With The Theatrical Experience in Flux, I'm Concerned About the Smaller Movies

Tuesday, July 14, 2020
With movie theater openings being pushed back because of the pandemic, the concern has mostly been about the biggest tentpoles, namely Tenet and Mulan because those are supposed to be the first out of the gate. There are a lot talk about what it means for the theatrical experience, but it's the uncertainty of the smaller movies that is scaring me more.



Smaller movies already have a hard time gaining audiences, even during the Oscar bait season of the fall. But there were movies that were supposed to come out in the spring that have had to change their plans. Some, like The High Note, hopped on the VOD train, which was probably the right move for the more mainstream movies. When people were looking for new things to watch, they were there and the studios and everyone else can get some money during quarantine and not have to change their release slate in the fall. Others who had deals with streaming services for after their theatrical runs went straight to streaming like Palm Springs. Others whose runs were cut short are being put to VOD earlier was probably initially planned in order to keep buzz going, especially those worthy of Oscar buzz like First Cow. But there were others that are still waiting new release dates or strategies, and they are in limbo.

Two in particular that were added to my most anticipated films list the moment I saw the trailer were Promising Young Woman and The Green Knight.

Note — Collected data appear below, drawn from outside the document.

PR #5253, opened 2024-07-26
fix: kustomize syntax for webhook caBundle

a7i:
**What type of PR is this?**
/kind cleanup

The current syntax does not work for kustomize
```
❯ kustomize build charts/karmada/_crds/
# Warning: 'patchesStrategicMerge' is deprecated. Please use 'patches' instead. Run 'kustomize edit fix' to update your Kustomization automatically.
Error: wrong node kind: expected ScalarNode but got MappingNode: node contents:
{? {caBundle: ''} : ''}
```

Adding quotes around it makes it work for kustomize build while still working for helm charts. This is a no risk change for those that prefer using kustomize.

Fixes #

```release-note
NONE
```


XiShanYongYe-Chang (commented):
Thanks~
/lgtm
/approve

Promising Young Woman is the directorial debut of writer/director Emerald Fennell, who is behind the second season of Killing Eve and as an actress in known for playing Camilla in The Crown.


I love revenge thrillers with women at the lead, so that is something that will always pique my interest. The cast is stacked, and there's more amazing people who aren't featured in the first trailer. But the talent behind the scenes is also interesting. One of the production companies behind it is Margot Robbie's company LuckyChap Entertainment, and though it's a pretty young company, they are making really interesting choices about the projects they pick.

The Green Knight is written and directed by David Lowery. 


It stars Dev Patel based on the Athurian legend Sir Gawain and the Green Knight, and it's being released by A24. Those are all things I like separately, but putting them together is exciting for several reasons. One is that Dev Patel is the lead in a medieval period piece and that's exciting. Two, it's not the same Arthurian legend that's been retold hundreds of times on film, it's one that I had to actually look up. 

These are two interesting films where no new release plan has been announced. No date for a pending theatrical run, no streaming, no video on demand. And these are just films that had been announced and had trailers released before the coronavirus put us in this stranglehold and that incompetence has kept us there.

The real threat to the theatrical experience is not whether blockbusters will be released. It's whether small or mid-budget films will still be able to be seen on the big screen, or will streaming do what it's been doing to television the last decade.